窒素ガス(及び任意に二酸化炭素ガス)の導入停止後、通気孔20−2cを閉じ、坑道空間を密閉する(以上、内圧発生工程)。
以上の放射性廃棄物の処分坑道構造の製造方法により、放射性廃棄物の処分坑道構造10が製造される。なお、内圧発生工程後、立坑2に水を充填してもよい。水を充填することで、栓体20−2の内面20−2a及び外面20−2bの両面に圧力が作用し、栓体20−2を安定させることができる。
<放射性廃棄物の処分坑道構造の維持方法>
次に、本発明の放射性廃棄物の処分坑道構造の維持方法について説明する。本発明の放射性廃棄物の処分坑道構造の維持方法は、本発明の放射性廃棄物の処分坑道構造10の内圧監視工程と、窒素ガスの再充填工程と、を含む。
[内圧監視工程]
本工程では、放射性廃棄物の処分坑道構造10の坑道空間内の内圧を監視する。内圧の監視には、圧力センサ46(図1参照)を用いることができる。内圧の監視は、常に行なわれていてもよく、1日1回など定期的に行われてもよい。内圧を監視し続けているときに内圧が低下した場合、次の再充填工程に移行する。内圧が低下していない場合、引き続き内圧の監視が行なわれる。なお、内圧の低下を、例えば、所定範囲内にあった内圧の値が、当該所定範囲内の下限値を下回ったことと定義してもよいし、上記所定範囲内における閾値を適宜に設定し、この閾値を下回ったことと定義してもよい。
[再充填工程]
本工程では、さらに窒素ガスを坑道空間内に充填し、処分坑道内の内圧を上昇させる。窒素ガスは、コンプレッサ42から送り出し、通気孔20−2cを介して坑道空間内に導入する。窒素ガスの導入は、圧力センサ46により内圧を監視しながら行い、内圧の値が、例えば、所定範囲内に戻った時点で窒素ガスの導入を終了する。なお、内圧監視工程において閾値を設定していた場合は、その閾値を上回った時点で窒素ガスの導入を終了するなど、適宜に窒素ガスの導入の終了のタイミングを設定することができる(以上、再充填工程)。
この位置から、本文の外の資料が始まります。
PR #2207, opened 2017-07-14
remove -x from getty script

justincormack:
Was annoying me by being ultra verbose...

cc @deitch

### DIFF
--- a/blueprints/docker-for-mac/base.yml
+++ b/blueprints/docker-for-mac/base.yml
@@ -53,7 +53,7 @@ services:
     image: linuxkit/acpid:1966310cb75e28ffc668863a6577ee991327f918
   # Enable getty for easier debugging
   - name: getty
-    image: linuxkit/getty:5ab31289889d61a5d2ecbeea8e36ce74ac54737c
+    image: linuxkit/getty:deb9332e786e72591bd9be200bcc9c7a534eb754
     env:
         - INSECURE=true
   # Run ntpd to keep time synchronised in the VM
--- a/linuxkit.yml
+++ b/linuxkit.yml
@@ -16,7 +16,7 @@ onboot:
     command: ["/sbin/dhcpcd", "--nobackground", "-f", "/dhcpcd.conf", "-1"]
 services:
   - name: getty
-    image: linuxkit/getty:5ab31289889d61a5d2ecbeea8e36ce74ac54737c
+    image: linuxkit/getty:deb9332e786e72591bd9be200bcc9c7a534eb754
     env:
      - INSECURE=true
   - name: rngd
--- a/pkg/getty/etc/securetty
+++ b/pkg/getty/etc/securetty
@@ -1,0 +1,33 @@
+console
+tty1
+tty2
+tty3
+tty4
+tty5
+tty6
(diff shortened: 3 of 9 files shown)


deitch:
> Was annoying me

I can see that! 

LGTM.

justincormack:
hmm, the test seems to be relying on the output...

ijc:
I can't see where, the stuff in the expect script is all normal stuff.

I think the issue is this:
```
getty: cmdline has console=ttyS0 but does not exist in /etc/securetty; will not be able to log in as root on this tty ttyS0.
```
which is preventing the script from logging in. Why this is just showing up here I cannot imagine.

justincormack:
Yes, we actually need to add a full `securetty` not sure why this did not fail before

justincormack:
Ok added a reasonable `securetty` file. Very unclear why the tests passed before still...

justincormack:
@deitch I removed fetching `/etc/securetty` from host, as the host one is lacking a lot, and happy to add any more things to here (or you can bind mount).

justincormack:
All green, merging.

deitch:
@justincormack looks fine (and already merged), but with the `securetty` now I the container, what is the recommended method for a user overriding? If they just bind-mount, then it messes up all of the defaults in the `LABEL`. 

That `data:` idea is looking better...

justincormack:
yeah, we should probably do the data think soon, but you can just open a PR to add new interface types here, there arent actually that many, and most are for different architectures which will need other support anyway.

deitch:
I know why I am crazy enough to be online at this late hour - I just came back from watching an amazing Canada-USA ice hockey game - but why are you on this late? :-)

So you are thinking that soon enough the one in the getty package just will be comprehensive enough that people mostly won't need to mount it?

justincormack:
Well it's already better than the host one. The host should not be
responsible for setting up the getty container correctly, it is likely to
not have a securetty file at all soon...

deitch:
> to not have a securetty file at all soon

Soon? Why not now? See any reason to keep it?

deitch:
Actually, do you know where the host-level `/etc/securetty` comes from? We don't have it anywhere in our repo except in `pkg/getty`, yet 

```
(ns: getty) linuxkit-025000000008:~# ls -l /proc/1/root/etc/securetty
-rw-r--r--    1 root     root            65 Jun 11 06:38 /proc/1/root/etc/securetty
```

justincormack:
It's in the base alpine I think, which we are going to be able to remove
once we rewrite a few more shell scripts.

deitch:
> It's in the base alpine I think

[Here](https://github.com/linuxkit/linuxkit/blob/master/pkg/init/Dockerfile#L9) with `alpine-baselayout`? 

```
RUN apk add --no-cache --initdb -p /out alpine-baselayout busybox musl
```

justincormack:
```
/ # apk info -W /etc/securetty 
/etc/securetty is owned by busybox-1.26.2-r5
```

deitch:
Yeah. I just did the first install, but `alpine-baselayout` depend upon `busybox`, which installs is.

再充填工程後は、再び内圧監視工程に戻り、内圧の監視を継続する。
したがって、本発明の放射性廃棄物の処分坑道構造の維持方法によれば、坑道空間内のガス量が低下し、坑道空間内の内圧が低下した場合には放射性廃棄物14が処分される坑道12及び放射性廃棄物14の形状の維持効果が低下する虞があるところ、内圧を監視し、内圧が低下した場合には窒素ガスを再充填することで、より確実に長期的に放射性廃棄物14が処分される坑道12及び放射性廃棄物14の形状の維持効果を確保することが可能となる。
なお、本発明は上記実施の形態に限定されることはなく、発明の趣旨を逸脱しない範囲で種々変更可能である。
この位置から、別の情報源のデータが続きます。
Issue #1297, opened 2017-03-14
checks for executables


justincormack:
check that executables in the built image are static pie, not suid etc.

PR #2211, opened 2017-07-14
Make runc a static pie executable

justincormack:
This was waiting for the runc update as I got the extra variables added a while back.

I think this is the last non static pie executable. Will try to work out a way to test this at some point see #1297 (I did test by hand)

dogpie


duglin:
definitely one of the best dog picts  :-)

PR #2216, opened 2017-07-14
fix BASE in Makefile to match Dockerfile

### LINKED ISSUE #2215: Makefile - Docker file base image mismatch
There is a mismatch between the base image in the Dockerfile, and the base defined in the Makefile for tools/guestfs

The Makefile is pulling debian:jessie
https://github.com/linuxkit/linuxkit/blob/master/tools/guestfs/Makefile#L3

The Dockerfile is using debian:stretch
https://github.com/linuxkit/linuxkit/blob/master/tools/guestfs/Dockerfile#L1

Right now this is just resulting in an extra image being pulled for this particular tool, as the BASE in the Makefile is not used anywhere else, which is not significant; however, the overriding thought is it feels a bit redundant, and a potential point for errors in the build stack to be introduced.

liqdfire:
Signed-off-by: Liqdfire <liqdfire@gmail.com>

fixes #2215 

**- What I did**
  Corrected BASE defined in Makefile

### DIFF
--- a/tools/guestfs/Makefile
+++ b/tools/guestfs/Makefile
@@ -1,6 +1,6 @@
 .PHONY: tag push
 
-BASE=debian:jessie
+BASE=debian:stretch
 IMAGE=guestfs
 
 default: push


justincormack:
Thanks!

例えば、本発明の放射性廃棄物の処分坑道構造の維持方法は、本発明の放射性廃棄物の処分坑道構造10に対して実施するものとして説明したが、これに限られるものではなく、例えば、本発明の放射性廃棄物の処分坑道構造の製造方法に続いて実施することも可能である。この場合、本発明の放射性廃棄物の処分坑道構造の維持方法の内圧監視工程は、内圧発生工程に続いて実施される。
また、本発明の放射性廃棄物の処分坑道構造の維持方法の再充填工程では窒素ガスが充填されているが、窒素ガスと合わせて二酸化炭素ガスを充填することとしてもよい。
10、30 放射性廃棄物の処分坑道構造
12、32 坑道
12a 内壁
14 放射性廃棄物
20 栓体
20−2c 通気孔(通気手段)

Claims (6)

  1. 地中に形成された坑道と、
    該坑道内に配置された放射性廃棄物と、
    該放射性廃棄物が配置された前記坑道を塞ぐ栓体と、
    該栓体と前記坑道により形成される坑道空間内に充填され、該坑道空間の内壁に作用する内圧を発生させた窒素ガスと、
    を含むことを特徴とする放射性廃棄物の処分坑道構造。
  2. 坑道空間内が埋め戻されていることを特徴とする請求項1に記載の放射性廃棄物の処分坑道構造。
  3. 坑道空間内の内壁に作用している内圧が、大気圧よりも大きく、且つ坑道が位置する深さにおける地下水の水圧の0.05倍以上2倍以下であることを特徴とする請求項1又は2に記載の放射性廃棄物の処分坑道構造。
  4. 坑道空間内にさらに二酸化炭素ガスが充填されていることを特徴とする請求項1〜3の何れか1項に記載の放射性廃棄物の処分坑道構造。
  5. 地中に坑道を形成する坑道形成工程と、
    該形成された坑道内に放射性廃棄物を配置する配置工程と、
    放射性廃棄物が配置された坑道を栓体により閉塞する閉塞工程と、
    栓体を貫通するとともに開閉可能な通気手段を介して窒素ガスを前記栓体と前記坑道により形成される坑道空間内に導入し、該坑道空間内に内壁に作用する内圧を発生させる内圧発生工程と、
    を含むことを特徴とする放射性廃棄物の処分坑道構造の製造方法。
  6. 請求項1〜4のいずれか1項に記載の処分坑道の坑道空間内の前記内圧を監視する監視工程と、
    前記監視中に前記内圧が低下した場合にはさらに窒素ガスを前記坑道空間内に充填し、処分坑道内の内圧を上昇させる再充填工程と、
    を有することを特徴とする放射性廃棄物の処分坑道構造の維持方法。